[Saved data entries]
PR #127, opened 2017-04-22
Use version 0.16.0 of the 'ovirt' gem

jhernand:
The new version of the gem fixes the following problems:

  Add VM FQDN to guest_info
  https://bugzilla.redhat.com/1417965

  Fix handling of version 4.y in Vm.attach_payload
  https://bugzilla.redhat.com/1441746

### DIFF
--- a/manageiq-gems-pending.gemspec
+++ b/manageiq-gems-pending.gemspec
@@ -50,7 +50,7 @@ Gem::Specification.new do |s|
   s.add_runtime_dependency "net-sftp",                "~>2.1.2"
   s.add_runtime_dependency "nokogiri",                "~>1.7.1"
   s.add_runtime_dependency "openscap",                "~>0.4.3"
-  s.add_runtime_dependency "ovirt",                   "~>0.15.1"
+  s.add_runtime_dependency "ovirt",                   "~>0.16.0"
   s.add_runtime_dependency "pg",                      "~>0.18.2"
   s.add_runtime_dependency "pg-dsn_parser",           "~>0.1.0"
   s.add_runtime_dependency "psych",                   "~>2.0.12"


jhernand:
@bdunne @pkliczewski @masayag @borod108 please review.

Note that I believe that this dependency should be moved, or at least replicated, to the oVirt provider.

masayag:
@jhernand Could you mention also https://github.com/ManageIQ/ovirt/pull/79 which fixed https://bugzilla.redhat.com/show_bug.cgi?id=1417965 "Add VM FQDN to guest_info" to the commit message ?

manageiq-gems-pending.gemspec
```diff
@@ -50,7 +50,7 @@ Gem::Specification.new do |s|
   s.add_runtime_dependency "net-sftp",                "~>2.1.2"
   s.add_runtime_dependency "nokogiri",                "~>1.7.1"
   s.add_runtime_dependency "openscap",                "~>0.4.3"
-  s.add_runtime_dependency "ovirt",                   "~>0.15.1"
+  s.add_runtime_dependency "ovirt",                   "~>0.16.0"
```
bdunne: This is becoming a problem with several providers.  I think we should loosen the dependency here and this should become:
```ruby
s.add_runtime_dependency "ovirt" # Version specified by manageiq-providers-ovirt
```
@Fryguy Any thoughts?

isimluk: The same reasoning could lead us to droping the dependency altogether, when we expect other project to take care.

jhernand:
@masayag updated the description of the pull request and the commit messages to reference both bugs.

manageiq-gems-pending.gemspec
bdunne: I would like to drop the dependency, but there is code here that still depends on it.  Until then, we we have a dependency conflict where we have to merge 2 repos at the same time to keep Travis green.

bdunne:
@jhernand Based on #133 please move this change to manageiq-providers-ovirt.

jhernand:
Here is the pull request for the oVirt provider: ManageIQ/manageiq-providers-ovirt#20.

I am therefore closing this one.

▸ TO DO
Could you reproduce every record exactly as written?

▸ RESPONSE AREA
PR #127, opened 2017-04-22
Use version 0.16.0 of the 'ovirt' gem

jhernand:
The new version of the gem fixes the following problems:

  Add VM FQDN to guest_info
  https://bugzilla.redhat.com/1417965

  Fix handling of version 4.y in Vm.attach_payload
  https://bugzilla.redhat.com/1441746

### DIFF
--- a/manageiq-gems-pending.gemspec
+++ b/manageiq-gems-pending.gemspec
@@ -50,7 +50,7 @@ Gem::Specification.new do |s|
   s.add_runtime_dependency "net-sftp",                "~>2.1.2"
   s.add_runtime_dependency "nokogiri",                "~>1.7.1"
   s.add_runtime_dependency "openscap",                "~>0.4.3"
-  s.add_runtime_dependency "ovirt",                   "~>0.15.1"
+  s.add_runtime_dependency "ovirt",                   "~>0.16.0"
   s.add_runtime_dependency "pg",                      "~>0.18.2"
   s.add_runtime_dependency "pg-dsn_parser",           "~>0.1.0"
   s.add_runtime_dependency "psych",                   "~>2.0.12"


jhernand:
@bdunne @pkliczewski @masayag @borod108 please review.

Note that I believe that this dependency should be moved, or at least replicated, to the oVirt provider.

masayag:
@jhernand Could you mention also https://github.com/ManageIQ/ovirt/pull/79 which fixed https://bugzilla.redhat.com/show_bug.cgi?id=1417965 "Add VM FQDN to guest_info" to the commit message ?

manageiq-gems-pending.gemspec
```diff
@@ -50,7 +50,7 @@ Gem::Specification.new do |s|
   s.add_runtime_dependency "net-sftp",                "~>2.1.2"
   s.add_runtime_dependency "nokogiri",                "~>1.7.1"
   s.add_runtime_dependency "openscap",                "~>0.4.3"
-  s.add_runtime_dependency "ovirt",                   "~>0.15.1"
+  s.add_runtime_dependency "ovirt",                   "~>0.16.0"
```
bdunne: This is becoming a problem with several providers.  I think we should loosen the dependency here and this should become:
```ruby
s.add_runtime_dependency "ovirt" # Version specified by manageiq-providers-ovirt
```
@Fryguy Any thoughts?

isimluk: The same reasoning could lead us to droping the dependency altogether, when we expect other project to take care.

jhernand:
@masayag updated the description of the pull request and the commit messages to reference both bugs.

manageiq-gems-pending.gemspec
bdunne: I would like to drop the dependency, but there is code here that still depends on it.  Until then, we we have a dependency conflict where we have to merge 2 repos at the same time to keep Travis green.

bdunne:
@jhernand Based on #133 please move this change to manageiq-providers-ovirt.

jhernand:
Here is the pull request for the oVirt provider: ManageIQ/manageiq-providers-ovirt#20.

I am therefore closing this one.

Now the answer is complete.